(PROVIDED DATA Opens)

PR #95, opened 2015-12-04
Flag non-standard dither and apply monitor window checks as needed

jeanconn:
Obs 17383 in FEB2315A has a non-standard dither with a 64 arcsec amplitude in Z.

From Eric:

In order to have these dither parameters, dither commanding must be similar to that for observations with monitor windows.
 
Dither (using standard parameters) must be disabled 1 min prior to the end of the maneuver to the observation that will use the large dither parameters.  5 min after the end of the maneuver (when all stars should have been acquired and are being tracked), dither (using the large parameters) can be re-enabled.  Finally, 5 min prior to the end of the observation, dither must be commanded back to standard parameters.

### DIFF
--- a/src/lib/Ska/Starcheck/Obsid.pm
+++ b/src/lib/Ska/Starcheck/Obsid.pm
@@ -610,7 +610,6 @@ sub check_dither {
     my $self = shift;
 
     my $dthr = shift;		  # Ref to array of hashes containing dither states
-    my $backstop = shift;
     my %dthr_cmd = (ON => 'ENAB',   # Translation from OR terminology to dither state term.
 		    OFF => 'DISA');
 
--- a/src/lib/Ska/Starcheck/Obsid.pm
+++ b/src/lib/Ska/Starcheck/Obsid.pm
@@ -624,6 +624,10 @@ sub check_dither {
     if ( $self->{obsid} =~ /^\d*$/){
 	return if ($self->{obsid} > 50000); # For eng obs, don't have OR to specify dither
     }
+    # If there's no starcat on purpose, return
+    if (defined $self->{ok_no_starcat} and $self->{ok_no_starcat}){
+        return;
+    }
     unless ($manvr = find_command($self, "MP_TARGQUAT", -1)
             and defined $manvr->{tstart}) {
 	push @{$self->{warn}}, "$alarm Dither status not checked\n";
--- a/src/lib/Ska/Starcheck/Obsid.pm
+++ b/src/lib/Ska/Starcheck/Obsid.pm
@@ -760,10 +760,11 @@ sub large_dither_checks {
     my $all_dither = shift;
     my $time_tol = 10;         # Commands must be within $time_tol of expectation
 
-    # Correct times in the maneuver summary by 10 seconds
-    my $manvr_sum_offset = 10;
-    my $obs_tstart = $self->{obs_tstart} - $manvr_sum_offset;
-    my $obs_tstop = $self->{obs_tstop} - $manvr_sum_offset;
+    # The obs tstart and tstop times are derived from the OFLS maneuver summary file,
+    # which for implementation reasons gives the maneuver times offset by 10 seconds
+    # from the actual command timing. Fix this here.
+    my $obs_tstart = $self->{obs_tstart} - 10;
+    my $obs_tstop = $self->{obs_tstop} - 10;
 
     # Now check in backstop commands for :
     #  Dither is disabled (AODSDITH) 1 min prior to the end of the maneuver (EOM)
--- a/src/lib/Ska/Starcheck/Obsid.pm
+++ b/src/lib/Ska/Starcheck/Obsid.pm
@@ -683,18 +683,20 @@ sub check_dither {
         }
     }
 
-
+    # Loop again to check for dither changes during the observation
+    # ACA-003
     if (not defined $obs_tstop ){
         push @{$self->{warn}},
             "$alarm Unable to determine obs tstop; could not check for dither changes during obs\n";
     }
     else{
-        # Loop again to check for dither changes during the observation
-        # ACA-003
-        foreach my $dither (@{$dthr}) {
+        foreach my $dither (reverse @{$dthr}) {
             if ($dither->{time} > ($obs_tstart + $obs_beg_pad)
                     && $dither->{time} <= $obs_tstop - $obs_end_pad) {
                 push @{$self->{warn}}, "$alarm Dither commanding at $dither->{time}.  During observation.\n";
+            }
+            if ($dither->{time} < $obs_tstart){
+                last;
             }
         }
     }
--- a/src/lib/Ska/Starcheck/Obsid.pm
+++ b/src/lib/Ska/Starcheck/Obsid.pm
@@ -614,10 +614,6 @@ sub check_dither {
     my %dthr_cmd = (ON => 'ENAB',   # Translation from OR terminology to dither state term.
 		    OFF => 'DISA');
 
-    my %standard_y_dither = (20 => 1087.0,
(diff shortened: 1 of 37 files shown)


jeanconn:
Code attached.

taldcroft:
I guess we rely on the new regression weeks for functional validation, though the coverage is not 100% (e.g. I don't think there is an example of the dither period being unexpected).

Hopper is coming along nicely and will support actual functional tests by allowing small backstop snippets to be run, including straightforward injection of mistakes like a wrong dither period.  In the very near future we should be thinking hopper for all new starcheck development.

jeanconn:
We still need to get a dither history file that has amplitude and period.

taldcroft:
We could always start down the path of relying on command states where History data is not available.  We already do this for thermal checking, though that is a bit squishier.

taldcroft:
(That of course also requires putting this into command states, but it will be a snap with dynamic cmd states).

jeanconn:
Certainly doable from cmd_states but this seems like a trivial initial
condition that should just be in a new dither history file.  SAUSAGE needs
it too, and I think we started to ask for it 4 years ago.​

taldcroft:
FYI here is the implementation and testing for dither state handling in hopper (with a little bit of extra cruft thrown in):
https://github.com/sot/hopper/commit/c2a1a65781491efdb5d19731d8d4601badf4e5dc

Notice how the testing can be really specific and localized.

jeanconn:
Is you implementation idea that we'll continue to develop hopper tests and use them in Perl starcheck, or develop on the side until you do a full switch to hopper?

taldcroft:
BTW I improved and extended the implementation in hopper: https://github.com/sot/hopper/commit/afa397a4b22c475817ecb1c94084e58c7ca83f7d.

I would say that going forward we should be thinking of Python and hopper for any new starcheck tests, where this makes sense.  Basically we don't want to duplicate code.  Currently the API in hopper is stabilizing but there are likely to be tweaks as things go forward. In fact actually using hopper for starcheck tests will be a good way to identify weaknesses or issues with the API.

In this case this PR with perl code should be used (after review is finished).

jeanconn:
Higher up in the conversation I had that question about AOACRSET.  Eric signed off on products without that command, so a check for it is not included in the extra "large dither" checks in this PR.

src/lib/Ska/Starcheck/Obsid.pm
```diff
@@ -682,6 +713,63 @@ sub check_dither {
...
+    my $t_manv = $manv->{tstop};
+    my %dt = (AODSDITH => -60, AOENDITH => 300);
+    my %cnt = map { $_ => 0 } keys %dt;
+    my $all_dither_count = 0;
+    foreach my $bs (grep { $_->{cmd} eq 'COMMAND_SW' } @{$backstop}) {
+       my %param = Ska::Parse_CM_File::parse_params($bs->{params});
+       next unless $bs->{time} >= ($t_manv - ($dt{AODSDITH} + $time_tol + 1));
+       next unless ($param{TLMSID} =~ /^AO/);
+       # Search for all relevant dither commands
+       foreach my $cmd ('AODSDITH', 'AOENDITH', 'AODITPAR') {
```
jeanconn: There is no check here for a return to standard parameters, so I think AODITPAR is a bit of a decoy.

src/lib/Ska/Starcheck/Obsid.pm
```diff
@@ -619,9 +619,16 @@ sub check_dither {
     my $self = shift;
 
     my $dthr = shift;		  # Ref to array of hashes containing dither states
+    my $backstop = shift;
     my %dthr_cmd = (ON => 'ENAB',   # Translation from OR terminology to dither state term.
 		    OFF => 'DISA');
 
+    my %standard_y_dither = (20 => 1087.0,
```
taldcroft: Need to include the other dither cases as well, probably encoded in a table like the one Erik provided.  That's my plan for hopper anyway.
```
Dither Case        Y Amplitude  Z Amplitude  Y Period  Z Period
-----------------  -----------  -----------  --------  --------
Standard ACIS           8.0          8.0      1000.0     707.1
Standard HRC           20.0         20.0      1087.0     768.6
Crab Observations       1.0          1.0      1000.0     707.1
ACIS Subarray           8.0          4.0      1000.0     707.4
ACIS Contaminant*       8.0         64.0      1000.0    2647.0
ACA DCC DFC             0.0          0.0      1000.0     707.1
```

jeanconn: I was under the impression/of the opinion that flagging all but the first two as  "non-standard" would be fine for this PR and that the rest would belong more in #96

taldcroft: I see your point.  Sounds like a good question for SSAWG.

jeanconn: Sounded like no real objections from SSAWG on this approach.

src/lib/Ska/Starcheck/Obsid.pm
jeanconn: Add a check for a return to standard parameters.

taldcroft: As mentioned today, from a system-level perspective the ACA checker should be responsible for making sure the dither parameters match the OR list, while the PCAD checker ensures that commanding is correct and safe for the commanded dither parameters.  Which is a way of saying you don't *have* to check for the return to standard parameters (and can spend effort elsewhere).

jeanconn: But, if we have already checked 2/3 of the things that we don't need to check, I'd be reassured if we just checked this too.

taldcroft: The "5 minutes before next maneuver" part of the requirement makes me think this won't be so easy to implement and will have corner case code.  If you are sure you can complete and fully test this new code in ~15 minutes then go for it, but I don't think there is any value added.

taldcroft: As for "reassured", I have 100% confidence that Larry will do the backstop check correctly.

jeanconn: My notes had 5 minutes before the end of the observation, which I was planning to just do via the or_er_tstop that should already be hanging around in the data structure for each obsid.

jeanconn:
I'm also of course fine with chucking the disable/enable checks; I was just still working from your comment that  "I think we do always want these checks for the existing non-standard dither configurations,".

src/lib/Ska/Starcheck/Obsid.pm
taldcroft: Eric's notes say "- Return to standard ACIS parameters 5 min before start of next maneuver ...".  Not sure when those might be different.

jeanconn: Gotcha.  I think we have two sets of Eric notes, because you opened this issue with the "Finally, 5 min prior to the end of the observation, dither must be commanded back to standard parameters."  But I think those are basically only different in the last observation in products.  For the last observation, I just use the "processing summary" stop time for the other checks (dither, momentum dumps).

jeanconn:
Code attached to make the large dither check at end of observation more clear.  This based on the comments that ended up in #131.  Does this help @taldcroft ?

jeanconn:
Now that you've given a :+1: , may I make one more change?  I had added a products that fail the large dither checks, but it would be good to add the B products too.

taldcroft:
ok.

jeanconn:
A few more updates responding to diffs in regression outputs.

taldcroft:
:+1: on new commits.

(PROVIDED DATA Closes)

AIM OF THE TASK: From the records above, repeat exactly the lines from the one with "-610,7 +610,6 @@" through the one with "Dither status not", both included.

TASK RESPONSE:
@@ -610,7 +610,6 @@ sub check_dither {
     my $self = shift;
 
     my $dthr = shift;		  # Ref to array of hashes containing dither states
-    my $backstop = shift;
     my %dthr_cmd = (ON => 'ENAB',   # Translation from OR terminology to dither state term.
 		    OFF => 'DISA');
 
--- a/src/lib/Ska/Starcheck/Obsid.pm
+++ b/src/lib/Ska/Starcheck/Obsid.pm
@@ -624,6 +624,10 @@ sub check_dither {
     if ( $self->{obsid} =~ /^\d*$/){
 	return if ($self->{obsid} > 50000); # For eng obs, don't have OR to specify dither
     }
+    # If there's no starcat on purpose, return
+    if (defined $self->{ok_no_starcat} and $self->{ok_no_starcat}){
+        return;
+    }
     unless ($manvr = find_command($self, "MP_TARGQUAT", -1)
             and defined $manvr->{tstart}) {
 	push @{$self->{warn}}, "$alarm Dither status not checked\n";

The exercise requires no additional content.